Your intro to linear algebra has me inspired to follow a similar path… we have plenty of stacks of paper around here… hmm… I wonder how many?

Sounds like you’re well on your way!
Glad you’re enjoying the Squares to Triangles unit and the Stacking Paper unit! Two of our favourites!


The tool I used this week was Concrete Manipulatives. I was doing a lesson on arithmetic sequences so prior to that lesson, I used the picture Kyle posted of his daughter with the heat shirt. I gave the students plastic chips to represent the growth of hearts over the days and find an algebraic rule to represent the growth. The students were engaged, were talking with each other, and trying different strategies to find patterns. I circulated through the room and had to give very little instruction/hints. I was just there to listen and give encouragement because they were actually doing it on their own! We had a class discussion afterward. We then went on to a slide deck that only has a numerical number growth pattern. Students were quickly able to find the common difference, write an algebraic expression and find a value further down the sequence using the rule.
Arithmetic Sequences leads us into SlopeIntercept Form, so next week, I plan to use Student Generated Strategies and the Paper Stacking Task to help teach this concept.
These tools have come to me at a great time as the examples are what I am teaching right now. I also find that the tools overlap with each other. When I gave the chip manipulatives, students got to show multiple representations, they had a visual, and their answers were student generated strategies. Each of these 4 tools in isolation lend themselves to the other tool.

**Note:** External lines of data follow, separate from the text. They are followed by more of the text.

PR #9164, opened 2026-05-06
feat(journeys): per-card showAssistant + expandChatByDefault [NES-1622]

jaco-brink:
## Summary

Frontend half of the per-card chat-assistant rollout (Linear NES-1622). The backend (NES-1556) is already on `main`; this PR consumes the new `CardBlock.showAssistant` and `CardBlock.expandChatByDefault` fields and uses them to:

1. Decide per-card whether the AI chat affordance shows. The chat is now purely card-level — the deprecated journey-level `Journey.showAssistant` is no longer consulted at runtime (field removal tracked in NES-1624).
2. Auto-open the chat overlay once per `(journeyId, cardId)` per browser tab when a card opts in.
3. Lift overlay open/close state out of `AiChatButton` / `PinnedChatBar` into a single `ChatOverlayProvider` so the affordance, the auto-open trigger, and the pinned chat bar all share one source of truth.

Plan: [`docs/plans/2026-05-04-001-feat-per-card-showassistant-frontend-plan.md`](../tree/jacobusbrink/nes-1622-frontend-per-card-showassistant-expandchatbydefault/docs/plans/2026-05-04-001-feat-per-card-showassistant-frontend-plan.md).

## Files for human review (logical changes)

These contain real behaviour changes — please read carefully:

### Fragments / type plumbing
- `libs/journeys/ui/src/components/Card/cardFields.ts` — adds `showAssistant` + `expandChatByDefault` to the shared `CardFields` fragment.
- `libs/journeys/ui/src/libs/JourneyProvider/journeyFields.tsx` — marks `Journey.showAssistant` as transitional (removal tracked in NES-1624).
- `libs/journeys/ui/src/libs/block/getCardChild.ts` (new) — centralises the `children.find(b => b.__typename === 'CardBlock')` guard used by Conductor, StepFooter, and OverlayContent.
- `libs/journeys/ui/src/libs/block/getCardChild.spec.ts` (new)
- `libs/journeys/ui/src/libs/block/index.ts` — exports the helper.

### Lifted overlay state
- `libs/journeys/ui/src/libs/ChatOverlayProvider/ChatOverlayProvider.tsx` (new) — context provider exposing `{ open, setOpen, shouldAutoOpen, markAutoOpened }`. Auto-open dedup is `sessionStorage`-backed and namespaced by `journeyId`, so it survives StrictMode double-invokes, per-card subtree remounts, and in-tab navigation but resets on tab close / full reload. Falls back to a no-op context when used outside a provider so legacy admin previews keep working without wrapping.
- `libs/journeys/ui/src/libs/ChatOverlayProvider/ChatOverlayProvider.spec.tsx` (new)
- `libs/journeys/ui/src/libs/ChatOverlayProvider/index.ts` (new)
- `apps/journeys/src/components/JourneyPageWrapper/JourneyPageWrapper.tsx` — wraps the player tree with `ChatOverlayProvider` (passes `journeyId` for namespacing).
- `libs/journeys/ui/src/components/AiChatButton/AiChatButton.tsx` — replaces local `useState` with `useChatOverlay()` so the button, the pinned bar, and the auto-open trigger all share state.
- `libs/journeys/ui/src/components/AiChatButton/AiChatButton.spec.tsx` (new)

### Per-card opt-in/out + auto-open
- `libs/journeys/ui/src/components/Card/utils/getFooterElements/getFooterElements.ts` — `hasAiChatButton` / `getFooterMobileSpacing` / `getFooterMobileHeight` now accept an optional `card` and key off `card.showAssistant === true`. The deprecated `Journey.showAssistant` fallback was intentionally dropped in 7248535 after stage testing surfaced legacy journeys forcing the chat on against creator intent. (Closes NES-1603.)
- `libs/journeys/ui/src/components/Card/Card.tsx` — captures the active card props into `cardForFooter` and threads it down.
- `libs/journeys/ui/src/components/Card/{Contained,Expanded,Website}Cover/*.tsx` — accept and forward the `card` prop.
- `libs/journeys/ui/src/components/Card/OverlayContent/OverlayContent.tsx` — uses `card` for footer-spacing and pinned-chat decisions.
- `libs/journeys/ui/src/components/StepFooter/StepFooter.tsx` — derives the active card via `getCardChild` and passes it through.
- `libs/journeys/ui/src/components/StepFooter/StepFooter.apologistChat.spec.tsx` — extended for per-card opt-in / opt-out / fallback.
- `apps/journeys/src/components/Conductor/Conductor.tsx` — card-aware `showPinnedChat` plus the auto-open `useEffect` keyed on `activeCard?.id`. Living at the navigation chokepoint means SwipeNavigation, NavigationButton, HotkeyNavigation, and initial deep-link mounts all fire it, but prefetched neighbours rendered off-screen by `DynamicCardList` do not. The effect intentionally does not depend on the `journey` reference (`hasAiChatButton` is now purely card-level), so Apollo cache writes for unrelated fields no longer cause re-fires.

Because I have vertical white boards, I often have a variety of student work/examples. This week, I began a class with a problem about the temperatures where in the end, we were going to talk about dividing negative numbers. We had a couple of different strategies including a group drew a picture first, another group used repeated subtraction and then another actually divided. I talked about each group’s work in the order listed.
In the near future, I plan on using manipulatives to talk about algebraic expressions and how we represent them, what the pieces in an expression mean, and how to combine like terms.

The stacking paper lesson will be part of our linear equation unit for sure. However, I used my tangram sets with my 7th graders yesterday. We started with one whole puzzle equaling 1. So the big triangles are 1/4, the medium triangle is 1/8, and the five other pieces are 1/16. We’ve done this before so the kids understand how it all works. The test was what if the medium triangle was equal to 1. What value are the other pieces? Honestly, the kids were on task and really enjoyed it. The advantage of using concrete manipulatives is it is easy to adapt on the fly. As the students solved the initial problem I quickly changed the problem making the large triangle equal to 1. Manipulatives offer entry points for all students, that is what is so great about them.

I think concrete manipulatives is the most useful discussed in this module. I think that they are the best tool for making the math more accessible for the greatest number fo students.